-- Work instruction --
Through the end of the data below, output every line exactly, beginning with the line that contains "--- a/evmos/chain.json".

-- Material for this task --
PR #3033, opened 2023-10-24
Update chain.json

antrixy:
Added Antrix validators end point

### DIFF
--- a/evmos/chain.json
+++ b/evmos/chain.json
@@ -616,7 +616,7 @@
         "provider": "StakeTown"
       },
       {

-- Result of this task --
--- a/evmos/chain.json
+++ b/evmos/chain.json
@@ -616,7 +616,7 @@
         "provider": "StakeTown"
       },
       {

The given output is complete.